Watch these vidos to learn more about these sevelopments.


https://www.youtube.com/watch?v=UT9sBzAN2Is
https://www.youtube.com/watch?v=DOBBwx3Cbbk

2.1 DEVELOPMENT OF GRAPHENE AS A BATTERY


COMPONENT:
“The last 15 to 20 years, basically the whole energy storage
community has been doing a lot of work on how to make a good
nanocomposite material, how to make this silicon graphene
anode have the desired properties,” Athanasiou said. “So,
recently in the last years, it became easier to make graphene,
and there are other nanomaterials based on graphene, like
graphene oxide.”
“These nanomaterials offer even better properties,” he added.
“The graphene oxide blends better with silicon for example. And
then it turned out that when you use reduced graphene oxide, it
offered even better properties.”
In other words, graphene has been in a perpetual state of “just
about ready to revolutionize the world” for years. But with
manufacturing costs trending downward, multiple startups told
Futurism that their batteries will be for sale in small devices like
power tools as early as next year. After that, they plan to get
even more ambitious.
“The batteries that go into EVs require extremely long test
cycles,” Breitenkamp from NanoGraf told Futurism. “So, you can
imagine, those batteries have to be tested for three to four years
at a minimum. It’s not about getting our technology to work in an
EV right now. We fully believe that it would, but it’s a matter of
all the validation necessary to getting into an EV.”

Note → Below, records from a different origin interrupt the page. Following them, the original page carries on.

PR #391, opened 2018-04-25
Utilise the update cache method

atoghill:
Within this is a small collection of changes to utilise the `Cache::Asset.update` method added in #388. These changes now mean that the cache is saved in place where appropriate. 

With these changes it also became apparent that `asset_cache` was serving no purpose any more and so I have removed it from `HasAssetConcern`

### DIFF
--- a/src/commands/asset/edit.rb
+++ b/src/commands/asset/edit.rb
@@ -6,8 +6,6 @@ module Metalware
       class Edit < CommandHelpers::RecordEditor
         private
 
-        include CommandHelpers::HasAssetConcern
-
         attr_reader :asset_name, :asset_path
 
         alias source asset_path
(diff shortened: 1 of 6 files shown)


src/commands/asset/edit.rb
```diff
@@ -6,6 +6,8 @@ module Asset
       class Edit < CommandHelpers::RecordEditor
         private
 
+        include CommandHelpers::HasAssetConcern
```
WilliamMcCumstie: I don't think the `Edit` command needs to include `HasAssetConcern` explicitly. It should already be included by `RecordEditor`

WilliamMcCumstie:
Rebased this branch on #392 so the `HasAssetConcern` can be removed. Please merge the other branch first.

WilliamMcCumstie:
Rebased on develop

PR #397, opened 2018-04-26
Add asset type to the metadata

atoghill:
The type associated with an asset is now stored in it's metadata, based on the directory the asset is located within.

### DIFF
--- a/src/namespaces/asset_array.rb
+++ b/src/namespaces/asset_array.rb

“It’s not a matter of whether it works, it’s a matter of how long it
takes before it gets the thumbs up on things like safety and
longevity,” Breitenkamp added.
It’s possible that graphene batteries are attracting interest
beyond the startup community. In fact, several experts
interviewed for this story speculated that Tesla may secretly be
experimenting with the same technology — though all of them
emphasized that the theory was just conjecture.

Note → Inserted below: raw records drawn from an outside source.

PR #400, opened 2018-04-27
Implement the layout add command

atoghill:
Using `metal layout add LAYOUT_TYPE LAYOUT_NAME` you can create a new layout from the base of a given `type`. These layouts are stored under `/v/l/m/layouts/<type>/<layout-name>`. 

This command uses the same structure as `asset add` and utilises the same sort of validation thanks to the `Records` class. Therefore you're unable to add from a non-existent type or use a layout name that would cause a conflict, from an existing layout or from any reserved names.

Also within this branch is a new shared example for testing, `record_add_command`, that groups together all tests that are shared between both `asset add` and `layout add`. Because of this changes have been made to the test spec for `asset add` to make use of this new shared example.

### DIFF
--- a/spec/commands/asset/add_spec.rb
+++ b/spec/commands/asset/add_spec.rb
@@ -1,64 +1,14 @@
 # frozen_string_literal: true
 
-require 'commands'
-require 'utils'
-require 'filesystem'
 require 'shared_examples/asset_command_that_assigns_a_node'
+require 'shared_examples/record_add_command'
 
 RSpec.describe Metalware::Commands::Asset::Add do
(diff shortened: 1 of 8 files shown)


atoghill:
The similar code found by `codeclimate` here was expected and can be ignored. As things are going to be heavily changed in the next phase. It seemed unnecessary to group these two similar methods together somewhere temporarily and if necessary can be optimised after the next phase is finalised.

atoghill:
@WilliamMcCumstie See latest commits for the requested changes

WilliamMcCumstie:
LGTM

“I have no doubt that Tesla is working on this kind of
technology,” Gong said, adding that building powerful enough
chargers might be a bigger challenge than making graphene
batteries themselves.
“Probably they will, but all these things are super confidential,”
Athanasiou said. “Nobody outside the company would really
know. ”But regardless of whether Tesla is working on graphene
batteries, there are numerous technical challenges that need to
be solved before they would be useful as a consumer product.